7. The steering device as claimed in claim 6, characterized in that the control device is configured to control the locking device.

8. The steering device as claimed in claim 4, also comprising a diagnostic device for checking successful activation of the locking device (11).

9. (canceled)

10. (canceled)

11. (canceled)

12. The steering device as claimed in claim 1, characterized in that the blocking device (3) comprises a blocking fork (4) with two arms (5, 6), and the output shaft (2) has an additional adapter with two flattened regions (8, 9) for contact with the arms (5, 6) of the blocking fork (3).

13. The steering device as claimed in claim 6, characterized in that the control device is configured to control the locking device, wherein the locking device (11) can be activated after the blocking device (3).

14. The steering device as claimed in claim 4, also comprising a diagnostic device for checking successful activation of the locking device (11), wherein the diagnostic device checks a power drain of the locking device.

15. A method for blocking a steering device of a vehicle, comprising

providing a steering drive (1) having an output shaft (2) for assisting a steering process, and

blocking the steering device immediately at the output shaft (2) of the steering drive (1).

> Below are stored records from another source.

PR #128, opened 2019-10-18
FileAttachments: Stdlib Implementation

jashkenas:
... for use in UI, API (for downloads), and embeds.

- UI: resolve() function posts messages up to the parent frame to get signed URLs for private files.
- API: resolve() function is compiled with relative paths to downloaded files in the folder hierarchy.
- Embeds: resolve() function is compiled into the ES Modules, with absolute URLs of published files.

---

### Update

- Embeds: resolve() function is compiled into the generated ES Modules, with a map from name to absolute public (CloudFront), or private (currently CloudFront, future API) URLs.
- Downloads: resolve() function is compiled into the generated ES Modules, with a map from name to relative path on disk.
- Imports: Identical to Embeds, compiled with absolute URLs.
- UI: Passes in a `resolve()` function to this implementation that is capable of asking the parent frame (which may ask the server) for the URL for a given file.

### DIFF
--- a/src/library.js
+++ b/src/library.js
@@ -1,6 +1,5 @@
 import constant from "./constant";
 import DOM from "./dom/index";
-import FileAttachment from "./fileAttachment";
 import Files from "./files/index";
 import Generators from "./generators/index";
 import html from "./html";
@@ -18,7 +17,6 @@ export default function Library(resolver) {
   const require = requirer(resolver);
   Object.defineProperties(this, {
     DOM: {value: DOM, writable: true, enumerable: true},
-    FileAttachment: {value: constant(FileAttachment), writable: true, enumerable: true},
     Files: {value: Files, writable: true, enumerable: true},
     Generators: {value: Generators, writable: true, enumerable: true},
     html: {value: constant(html), writable: true, enumerable: true},
--- a/src/library.js
+++ b/src/library.js
@@ -1,5 +1,6 @@
 import constant from "./constant";
 import DOM from "./dom/index";
+import FileAttachment from "./fileAttachment";
 import Files from "./files/index";
 import Generators from "./generators/index";
 import html from "./html";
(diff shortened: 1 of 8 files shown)


src/library.js
```diff
@@ -17,6 +18,7 @@ export default function Library(resolver) {
   const require = requirer(resolver);
   Object.defineProperties(this, {
     DOM: {value: DOM, writable: true, enumerable: true},
+    FileAttachment: {value: constant(FileAttachment), writable: true, enumerable: true},
```
visnup: The basic implementation looks great and I think the `resolve` function is  exactly the right abstraction here. And I think stdlib is the place for this code too so that we can use it in all the places we need to use it.

That being said, I don't think we want to actually _add_ `FileAttachment` to the library here because by itself we don't want notebook code to be calling it as written. Instead, I think we should just export it from the npm module for use and in practice it'll get wrapped in the context of the situation that can provide a meaningful implementation for the `resolve` function.

jashkenas: Great idea. I was imagining that there would be cases where we would only be able to access it from the library itself ... but I guess that's not exactly true.

visnup: > we don't want notebook code to be calling it as written

Compared to all the other entries in the standard library that run as-is without _much_ further abstraction being applied on top of them. Or in other words, `FileAttachment` here isn't the exact class/function I'm getting when I call `FileAttachment` from a notebook.

yarn.lock
```diff
@@ -818,10 +818,10 @@ csstype@^2.2.0:
   resolved "https://registry.yarnpkg.com/csstype/-/csstype-2.6.6.tgz#c34f8226a94bbb10c32cc0d714afdf942291fc41"
   integrity sha512-RpFbQGUE74iyPgvr46U9t1xoQBM8T4BL8SxrN66Le2xYAPSaDJJKeztV3awugusb3g3G9iL8StmkBBXhcbbXhg==
 
-d3-require@^1.2.0:
-  version "1.2.3"
-  resolved "https://registry.yarnpkg.com/d3-require/-/d3-require-1.2.3.tgz#65a1c2137e69c5c442f1ca2a04f72a3965124c16"
-  integrity sha512-zfat3WTZRZmh7jCrTIhg4zZvivA0DZvez8lZq0JwYG9aW8LcSUFO4eiPnL5F2MolHcLE8CLfEt06sPP8N7y3AQ==
+d3-require@^1.2.4:
+  version "1.2.4"
+  resolved "https://registry.npmjs.org/d3-require/-/d3-require-1.2.4.tgz#59afc591d5089f99fecd8c45ef7539e1fee112b3"
```
mbostock: yarnpkg.com?

PR #129, opened 2019-10-28
Set crossOrigin automatically.

mbostock:


src/fileAttachment.js
```diff
@@ -31,10 +31,13 @@ class FileAttachment {
   async image() {
     const url = await this.url();
     return new Promise((resolve, reject) => {
-      const img = new Image;
-      img.onload = () => resolve(img);
-      img.onerror = () => reject(new Error(`Unable to load file: ${this.name}`));
-      img.src = url;
+      const i = new Image;
```
visnup: Out of curiosity: what was the reason to rename `img` to `i`?

mbostock: In the notebook repo it was causing prettier to wrap the line and I thought it was *prettier* to not wrap.

PR #155, opened 2020-02-19
Externalize marked.

mbostock:
Marked was internalized in 3.0.0 and significantly increased the bundle size of this library:

untitled (18)

Given that most use cases of embedding notebooks do not require Marked, I don’t think it makes sense to internalize Marked. We can still internalized Marked on our own website using d3-require rather than baking it into stdlib (and by extension, the runtime).


mbostock:
The new bundle size is 12,907 bytes, down from 29,050 (-56%).

mbostock:
FYI, I discovered I needed to expose d3-require’s default resolver to avoid duplicating the logic when inlining, so that is now exposed as Library.resolve.

PR #162, opened 2020-03-15
Error on invalid dispose function.

### LINKED ISSUE #89: Generators.observe and Generator.queue throws a TypeError on the console (side effect)
(Note: might be a duplicate of #44, but that issue doesnt specifically mention the error)

If you create a Generator with `Generators.observe` or `Generator.queue`, and that generator updates in the observable runtime, it throws on error on the console. It doesn't effect the value of the cell, the cell still computes just fine, but it seems the Observable runtime is throwing an error for some reason.

The error I get on the console (in Chrome):

```
worker.327fbbc92318b…8621ada8bfc37b.js:2 Uncaught (in promise) TypeError: i is not a function
    at Object.return (worker.327fbbc92318b…8621ada8bfc37b.js:2)
    at worker.327fbbc92318b…8621ada8bfc37b.js:2

``` 

Notebook displaying the error: https://observablehq.com/d/a28ffdc308b73051

mbostock:
Fixes #89.

My initial inclination was to just log a warning, but since warnings are only visible if you open the developer console, I figured that wouldn’t actually help people recognize the mistake.

### DIFF
--- a/src/generators/observe.js
+++ b/src/generators/observe.js
@@ -7,7 +7,9 @@ export default function(initialize) {
   const dispose = initialize(change);
 
   if (dispose != null && typeof dispose !== "function") {
-    throw new Error("invalid dispose");
+    throw new Error(typeof dispose.then === "function"
+        ? "async initializers are not supported"
+        : "initializer returned something, but not a dispose function");
   }
 
   function change(x) {
--- a/src/generators/observe.js
+++ b/src/generators/observe.js
@@ -4,7 +4,12 @@ export default function(initialize) {
   let stale = false;
   let value;
   let resolve;
-  const dispose = initialize(change);
+  let dispose = initialize(change);
+
+  if (dispose != null && typeof dispose !== "function") {
+    console.warn("dispose is not a function; ignoring", dispose);
+    dispose = null;
+  }
 
   function change(x) {
     if (resolve) resolve(x), resolve = null;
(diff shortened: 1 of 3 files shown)


visnup:
For the [example](https://observablehq.com/d/a28ffdc308b73051) linked in #89 this would instead immediately error for that cell with "invalid dispose"?

mbostock:
Saying that the returned dispose function is invalid is a hint, no?

We could have an error message that specifically targets promises by looking for a then-able if you think that’s worth the trouble.

visnup:
Re-reading the README docs on `Generators.observe` which does document the dispose return function, so it could be enough, but I don't think it's obvious that the return value is always consumed that way, especially when mixing with async.

I was thinking of the warning you get if you try to use an async function inside of useEffect:

src/generators/observe.js
```diff
@@ -6,6 +6,10 @@ export default function(initialize) {
   let resolve;
   const dispose = initialize(change);
 
+  if (dispose != null && typeof dispose !== "function") {
+    throw new Error("invalid dispose");
```
mbostock: Something like this?

```suggestion
    throw new Error(typeof dispose.then === "function"
        ? "async initializers are not supported"
        : "initializer returned something, but not a dispose function");
```

visnup: Yeah, this is greatly helpful!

16. The method as claimed in claim 15, comprising blocking the output shaft of the steering drive by means of a blocking device (3), and thereafter locking the blocking device (3) by means of a locking device (11).

17. The method as claimed in claim 15, characterized in that at least one of the steering drive (1), the blocking device (3) and the locking device (11) is controlled by a common control device.

18. The method as claimed in claim 15, characterized in that the steering drive (1), the blocking device (3) and the locking device (11) are controlled by a common control device.